Parks, Rec district hopes for share of stimulus windfall

The request spans seven projects including improving athletic fields and building pickleball courts.

South Whidbey Parks and Recreation District officials are hoping to get a healthy slice of Island County’s coveted federal stimulus dollars.

The county received $16.8 million through the American Rescue Plan Act of 2021, which is a $1.9 trillion economic stimulus bill intended to speed the nation’s recovery from the economic and health effects of the COVID-19 pandemic.

According to the Municipal Research and Service Center, the money can be spent on a broad range of things, such as “necessary investments in water, sewer or broadband infrastructure.”

The majority of the money the county received remains unspent; however, the board of county commissioners has been discussing ways to effectively use the funds. Under the law, the money has to be spent within three years. Funds do not have to be obligated until Dec. 31, 2024.

During a meeting Sept. 15, commissioners for the South Whidbey Parks and Recreation District considered submitting a $2.9 million funding request to the county in an attempt to score some of the funding.
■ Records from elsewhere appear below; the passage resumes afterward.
PR #1606, opened 2020-01-26
Add a cabal.project workaround for https://github.com/haskell/haddock/issues/1123

bubba:


bubba:
This doesn't work with 8.4 or 8.6. Best just to put this in cabal.project.local if you're building with ghc-8.8.2 for now

PR #1609, opened 2020-01-27
Azure update macos and try to fix windows+stack builds

jneira:


jneira:
He, i want to let them as reliable and stable as possible before taking a rest.
A source of errors in my repo is not enough disk space in C: for windows but fortunately they are about to increase its capacity: https://github.com/actions/virtual-environments/pull/309

jneira:
We are using 1 Gb of cache per job on average so roughly  a total of 29 Gb.
I hope they will not limit the cache size :neutral_face:

jneira:
Finally all jobs green.. merging! :smile:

The request spans a total of seven projects, including improving athletic fields, building pickleball courts and extending the park district’s water system to the site where an aquatic center is slated to be constructed.
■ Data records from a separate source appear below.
PR #1610, opened 2020-01-27
Deduplicate main for hie/hie-wrapper

Gurkenglas:
Not sure how to merge the CPP'd imports.
Note that hie-wrapper now partakes of the hSetBuffer stderr LineBuffering
  and the "hie-bios".

### DIFF
--- a/src/Haskell/Ide/Engine/Options.hs
+++ b/src/Haskell/Ide/Engine/Options.hs
@@ -1,9 +1,6 @@
 {-# LANGUAGE CPP #-}
 module Haskell.Ide.Engine.Options where
 
-#if __GLASGOW_HASKELL__ < 804
-import           Data.Semigroup
-#endif
 #if __GLASGOW_HASKELL__ < 808
 import           Data.Monoid                           ((<>))
 #endif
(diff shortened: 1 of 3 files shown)


src/Haskell/Ide/Engine/Options.hs
```diff
@@ -15,6 +29,27 @@ data GlobalOpts = GlobalOpts
   , optFiles         :: [FilePath]
   } deriving (Show)
 
+initApp :: String -> IO GlobalOpts
```
fendor: Since this is now happening out of context, it would be nice if there was some documentation what this function does, e.g. initialises logger, searches for some project root, etc...

src/Haskell/Ide/Engine/Options.hs
```diff
@@ -1,7 +1,21 @@
 {-# LANGUAGE CPP #-}
 module Haskell.Ide.Engine.Options where
 
+#if __GLASGOW_HASKELL__ < 804
+import           Data.Semigroup
+#endif
+#if __GLASGOW_HASKELL__ < 808
+import           Data.Monoid                           ((<>))
+#endif
```
fendor: We could move these to `Compat.hs` but then we would need to import that everywhere else. Not sure if this is better.
Btw, we are not supporting Versions lower than 8.4.2, so I think the first CPP block can be omitted.

src/Haskell/Ide/Engine/Options.hs
Gurkenglas: Maybe instead reestablish context, such as by saying in a comment that this is the common prefix of hie and hie-wrapper?

fendor: Yeah, that makes sense, too. Still, what it roughly does to set-up the application would be nice as well.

“We are uniquely suited to actually spend it on something that will actually bring people out and into the community, versus something that maybe is less directly connected to that and requires three or four other different things to happen,” Parks Commissioner Matt Simms said of the county’s funds.

The most costly item on the list is the conversion of the Sports Complex’s soccer field to a synthetic surface that can be used year-round, a project which is estimated to cost $1.65 million.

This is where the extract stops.